二叉树的遍历

Wu Jun 2019-12-25 15:59:03
Categories: > > Tags:

有两种通用的遍历树的策略:

    1
/ \
2   3
/ \   \
4   5   6

题目出处

/**
 * Definition for a binary tree node.
 * public class TreeNode {
 *     int val;
 *     TreeNode left;
 *     TreeNode right;
 *     TreeNode(int x) { val = x; }
 * }
 */

1 前序遍历

1.1 递归解法

“自顶向下” 的解决方案

在每个递归层级,首先访问节点来计算一些值,并在递归调用函数时将这些值传递到子节点。
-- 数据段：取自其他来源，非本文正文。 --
PR #369, opened 2020-07-28
raise2Under and raise3Under

tek:
These combinators are like raiseUnder, but place the new effect at the
second and third position in the list.

This is for interpreters that consume two effects, delegating to two other interpreters, who share a dependency which is then interpreted by the outer interpreter.

Please advise on what else to do, naming, general sense and so on!


TheMatten:
[relevant discussion](https://funprog.srid.ca/polysemy/raiseunder-and-multiple-effect-interpretation.html)

PR #370, opened 2020-07-28
Add 'Raise' and 'Subsume'

TheMatten:
See https://funprog.srid.ca/polysemy/raiseunder-and-multiple-effect-interpretation.html and #369.

### DIFF
--- a/src/Polysemy.hs
+++ b/src/Polysemy.hs
@@ -26,7 +26,6 @@ module Polysemy
   , embedFinal
 
     -- * Lifting
-
   , raise
   , raiseUnder
   , raiseUnder2
--- a/src/Polysemy.hs
+++ b/src/Polysemy.hs
@@ -32,6 +32,8 @@ module Polysemy
   , raiseUnder3
   , raise2Under
   , raise3Under
+  , raise'
+  , subsume'
 
     -- * Trivial Interpretation
   , subsume
@@ -148,4 +150,3 @@ import Polysemy.Internal.Forklift
 import Polysemy.Internal.Kind
 import Polysemy.Internal.Tactics
 import Polysemy.Internal.TH.Effect
-
--- a/src/Polysemy.hs
+++ b/src/Polysemy.hs
@@ -5,35 +5,36 @@ module Polysemy
   , MemberWithError
   , Members
 
-  -- * Running Sem
+    -- * Running Sem
   , run
   , runM
   , runFinal
 
-  -- * Type synonyms for user convenience
+    -- * Type synonyms for user convenience
   , InterpreterFor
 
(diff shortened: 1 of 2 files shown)


tek:
:clap:

TheMatten:
`raiseNUnder` have to stay as they are, because `Find` can't believe us about effects above being different from each other.

tek:
I wonder whether a better name `raiseNUnder` would be `insertAtN`…it's not a very intuitive name

TheMatten:
I like @googleson78's realization about what `raiseNUnder` and `raiseUnderN` should mean - we could pursue that in v2 in keep it for now as-is in v1. Technically it generalizes too - `raiseNUnderM` :stuck_out_tongue_winking_eye:.

tek:
guess I'm unclear about why it's called `raise` in the first place

TheMatten:
I guess [this](https://hackage.haskell.org/package/freer-simple-1.2.1.1/docs/Control-Monad-Freer.html#v:raise) is the reason :smile:

tek:
I see :upside_down_face: I would argue that the name `raiseUnder` suggests, purely rhetorically, that the `e` is raised, while it apparently is the `r`. Not saying that my intuition is a reference here or that I have a better solution, but the `UnderN` `NUnder` confusion suggests that there might be room for improvement :slightly_smiling_face:

KingoftheHomeless:
Actually, wait. We don't need this, do we? The `raiseUnderN` class of functions can be achieved through repeated application of `raiseUnder`. I don't see much point in this if it doesn't also solve the `raiseNUnder` functions.

TheMatten:
We can't change `raiseNUnder` because of how `Find` works, but we can actually use `subsume'` in same way at call sites, where top of the stack has concrete effects. So `subsume'` is still works as `raiseNUnder` generalization.

When it comes to names, I would prefer something short - that `'` can be seen as placeholder for number/postfix (possibly could be replaced with `_`).

KingoftheHomeless:
Oh, well that's fine then.

I'd prefer `_` instead of `'`.

TheMatten:
Even in case with polymorphic "tail", that typeclass duo should resolve into concrete instance - and GHC is really good at inlining instances (see Generics).

tek:
> Oh, well that's fine then.
> 
> I'd prefer `_` instead of `'`.

why? isn't `_` an indicator of `void`?

TheMatten:
@tek I would say that depends a lot on context - and in this context connection to `void` doesn't make any sense. Instead, I would say `_` looks a lot like a "placeholder" for some postfix.

TheMatten:
Can be considered ready?

Issue #368, opened 2020-07-27
Memory leak with Applicative (*>)


goertzenator:
I have a program that uses Polysemy and Streaming, and we've observed a memory leak when using the Streaming function `mapM_`.  When this function is pulled into my code, I can fix the leak by changing `*>` to `>>`.  Shouldn't these two operators do the same thing for `Sem`?

``` Haskell
myMapM_ :: Monad m => (a -> m b) -> Stream (Of a) m r -> m r
myMapM_ f = loop where
  loop str = case str of
    Return r       -> return r
    Effect m       -> m >>= loop
    Step (a S.:> as) -> f a >> loop as -- older impl, doesn't leak
 -- Step (a S.:> as) -> f a *> loop as -- newer impl, leaks!
```

The heap plot using `>>` looks like...
![image](https://user-images.githubusercontent.com/605072/88592460-ab06be00-d023-11ea-8cfe-fbaa34327460.png)

... and the heap plot using `*>` looks like...

![image](https://user-images.githubusercontent.com/605072/88592935-6596c080-d024-11ea-9dfc-2c9be6422dae.png)

KingoftheHomeless:
This is probably due to `Sem`'s `Applicative` instance relying on the default implementations of `*>` and `<*`.

I'd welcome a small pull request that adds the following under `instance Applicative (Sem r)` in `Polysemy.Internal`:

```haskell
liftA2 f ma mb = Sem $ \k -> liftA2 (runSem ma k) (runSem mb k)

ma <* mb = Sem $ \k -> runSem ma k <* runSem mb k

ma *> mb = Sem $ \k -> runSem ma k *> runSem mb k
```
Alternatively, many monads are bad at optimizing `*>`, (the default implementation is _really_ slow if `(<*>)` is defined as `ap` for the underlying monad), so the above definition may not be safe enough. An alternative is using:

```haskell
ma *> mb = Sem $ \k -> runSem ma k >>= \_ -> runSem mb k
```
Which is guaranteed to perform as good as `>>=`.

If you have the patience to fork `polysemy`, test out the changes and see if it makes a difference. Otherwise, a pull request with the former definitions are probably good enough.

goertzenator:
Thanks, these additions seem to work and I'll do a PR.  Any objection to just defining `*>` as...

``` haskell
(*>) = (>>)
```

KingoftheHomeless:
[...]

PR #372, opened 2020-07-29
add Applicative methods

goertzenator:
Add Applicative `liftA2`, `(<*)`, and `(*>)` as directed in issue https://github.com/polysemy-research/polysemy/issues/368 .

### DIFF
--- a/src/Polysemy/Internal.hs
+++ b/src/Polysemy/Internal.hs
@@ -274,9 +274,6 @@ instance Applicative (Sem f) where
   {-# INLINE (*>) #-}
 
 instance Monad (Sem f) where
-  return = pure
-  {-# INLINE return #-}
-
   Sem ma >>= f = Sem $ \k -> do
     z <- ma k
     runSem (f z) k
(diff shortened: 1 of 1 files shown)


src/Polysemy/Internal.hs
```diff
@@ -262,6 +262,14 @@ instance Applicative (Sem f) where
   Sem f <*> Sem a = Sem $ \k -> f k <*> a k
   {-# INLINE (<*>) #-}
 
+  liftA2 f ma mb = Sem $ \k -> liftA2 f (runSem ma k) (runSem mb k)
+  {-# INLINE liftA2 #-}
+
+  ma <* mb = Sem $ \k -> runSem ma k <* runSem mb k
+  {-# INLINE (<*) #-}
+
+  ma *> mb = Sem $ \k -> runSem ma k >>= \_ -> runSem mb k
```
KingoftheHomeless, line 271: Leave a comment as to why we do this. You can reference #368.

src/Polysemy/Internal.hs
```diff
@@ -262,6 +262,14 @@ instance Applicative (Sem f) where
...
+  {-# INLINE (*>) #-}
 
 instance Monad (Sem f) where
   return = pure
```
KingoftheHomeless, line 275: Could you also remove this definition?

KingoftheHomeless: (That is, `return = pure`)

1. return specific value for null node
2. update the answer if needed                      // answer <-- params
3. left_ans = top_down(root.left, left_params)		// left_params <-- root.val, params
4. right_ans = top_down(root.right, right_params)	// right_params <-- root.val, params
5. return the answer if needed                      // answer <-- left_ans, right_ans
class Solution {
    public static void preorderTraversalRec(TreeNode root) {
        if (root == null) {
            return;
        }
        System.out.print(root.val + " ");
        preorderTraversalRec(root.left);
        preorderTraversalRec(root.right);
    }
}

1.2 迭代解法

用一个辅助栈,从根节点开始,每次迭代弹出当前栈顶元素,并将其孩子节点压入栈中,先压右孩子再压左孩子。

class Solution {
    public List<Integer> preorderTraversal(TreeNode root) {
        List<Integer> result = new ArrayList<>();

        if (null == root) {
            return result;
        }

        Deque<TreeNode> stack = new ArrayDeque<>();
        stack.push(root);

        while (!stack.isEmpty()) {
            TreeNode node = stack.pop();
            result.add(node.val);
            //FILO, push right first,can get left earlier
            if (null != node.right) {
                stack.push(node.right);
            }
            if (null != node.left) {
                stack.push(node.left);
            }
        }

        return result;
    }
}

1.3 相关试题

1)判断两棵二叉树是否相同

递归解法
迭代解法

前序遍历,对每个节点进行比较

2)自顶向下的最大深度

104. 二叉树的最大深度

class Solution {
    private int answer;        // don't forget to initialize answer before call maximum_depth

    private void maximum_depth(TreeNode root, int depth) {
        if (root == null) {
            return;
        }
        if (root.left == null && root.right == null) {
            answer = Math.max(answer, depth);
        }
        maximum_depth(root.left, depth + 1);
        maximum_depth(root.right, depth + 1);
    }
}

2 中序遍历

2.1 递归解法

中序遍历递归解法

class Solution {
    public static void inorderTraversalRec(TreeNode root) {
        if (root == null) {
            return;
        }
        inorderTraversalRec(root.left);
        System.out.print(root.val + " ");
        inorderTraversalRec(root.right);
    }
}

2.2 迭代解法

用栈先把根节点的所有左孩子都添加到栈内,然后输出栈顶元素,再处理栈顶元素的右子树

class Solution {
    public List<Integer> inorderTraversal(TreeNode root) {
        List<Integer> list = new ArrayList<>();
        if (null == root) {
            return list;
        }

        Deque<TreeNode> stack = new ArrayDeque<>();
        while (true) {
            //1. push all left nodes into stack
            while (null != root) {
                stack.push(root);
                root = root.left;
            }

            //2. get previous pushed node to continue
            //2.1 if empty, means finished
            if (stack.isEmpty()) {
                break;
            }
            //2.2 get one
            TreeNode node = stack.pop();

            //3. handle (left)middle
            list.add(node.val);

            //4. handle right
            root = node.right;
        }
        return list;
    }
}

3 后序遍历

3.1 递归解法

“自底向上” 的解决方案

在每个递归层次上,我们首先对所有子节点递归地调用函数,然后根据返回值和根节点本身的值得到答案。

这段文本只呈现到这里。